Because from everything I see hevi or heavy has a more open pattern at <25 yrds and better penetration with just as good pattern denisity where it counts beyond 40.  So yeah itll do a great job from 25-45.  If you know that going in its no different than any other loads limitations.  I have shot fed 7's in a 12 and 20 gauge and their pattern is much more open at 20 yards than the pics ive seen from sumtoy's testing.  At the same time im getting a great kill pattern at 40 and if I mess up on yardage estimation they will still pattern well enough to kill at 50+.
Also the price of Fed heavy is subject to how much shopping around you do.  I can get 3.5" #6 for $4.00 each.  3" #6 for 3.20 each.

I guess my best question is why if someone has invested into hevi and knows its a proven killer and which is at least a little better by all accounts than longbeard would they then drop everything for a new miracle lead load to save 15-50 buck a year.  Im all for trying it, sounds like a great innovation.  I just don't get the money saving aspect of it all, and am very worried people will get false sense of security out of marketing and word of mouth.

If shooting lead over hevi cost me even one bird in the next 30 years it would have been worth it to shoot the hevi in my opinion.


----------



## The mtn man

Wow! you are really worried about this aren't ya.If you like the heavy loads good, I would keep using them if I were you.


----------



## klemsontigers7

Reminex said:


> Because from everything I see hevi or heavy has a more open pattern at <25 yrds and better penetration with just as good pattern denisity where it counts beyond 40.  So yeah itll do a great job from 25-45.  If you know that going in its no different than any other loads limitations.  I have shot fed 7's in a 12 and 20 gauge and their pattern is much more open at 20 yards than the pics ive seen from sumtoy's testing.  At the same time im getting a great kill pattern at 40 and if I mess up on yardage estimation they will still pattern well enough to kill at 50+.
> Also the price of Fed heavy is subject to how much shopping around you do.  I can get 3.5" #6 for $4.00 each.  3" #6 for 3.20 each.
> 
> I guess my best question is why if someone has invested into hevi and knows its a proven killer and which is at least a little better by all accounts than longbeard would they then drop everything for a new miracle lead load to save 15-50 buck a year.  Im all for trying it, sounds like a great innovation.  I just don't get the money saving aspect of it all, and am very worried people will get false sense of security out of marketing and word of mouth.
> 
> If shooting lead over hevi cost me even one bird in the next 30 years it would have been worth it to shoot the hevi in my opinion.

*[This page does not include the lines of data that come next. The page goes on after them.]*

PR #2999, opened 2026-09-10
docs(repo): replace 106 opaque request/response placeholders with real schemas

aupyay:
## What changed

165 request/response bodies in `openapi.yaml` were documented as bare `additionalProperties: true` placeholders — no properties, nothing telling a developer what to send or expect. Traced every one to its real backend source (router → controller → service → Zod schema / Prisma model / the actual `res.json()` call) across 20 domains: inventory, task, observation-tools, chat, document, organisation-document, adverse-event, contact-us, audit-trail, and the `fhir:` availability/invoice/form/organization/service/companion/parent/user-organization routers, plus authUser, companion-organisation, device-token, documenso, notification, stripe, and the developer API-key plane.

- **106 got a real, field-level schema.**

"From everything I see..." Have you shot your gun?  I know what my gun does and the Long Beard out performed it as far as pattern density.  I honestly don't care what a shell costs as I don't see $6 as being a big deal when a gobbler is standing there at 30 yds.  If Hevi would make a #6 or #7 that shoots 1200 fps I may reconsider but the difference in energy just isn't there as the Long Beard has more at the muzzle anyways.  Yes I'm sure the Hevi catches up down range as it loses its energy at a slower pace.  I've tried Mag Blends which are 1200 fps and I have never had a good pattern with them.  I know some people post great results, but I think a 6x7 load would be a lot better than a 5x6x7 since the 5 shot are too big for Hevi.


----------



## The mtn man

klemsontigers7 said:


> "From everything I see..." Have you shot your gun?  I know what my gun does and the Long Beard out performed it as far as pattern density.  I honestly don't care what a shell costs as I don't see $6 as being a big deal when a gobbler is standing there at 30 yds.  If Hevi would make a #6 or #7 that shoots 1200 fps I may reconsider but the difference in energy just isn't there as the Long Beard has more at the muzzle anyways.  Yes I'm sure the Hevi catches up down range as it loses its energy at a slower pace.  I've tried Mag Blends which are 1200 fps and I have never had a good pattern with them.  I know some people post great results, but I think a 6x7 load would be a lot better than a 5x6x7 since the 5 shot are too big for Hevi.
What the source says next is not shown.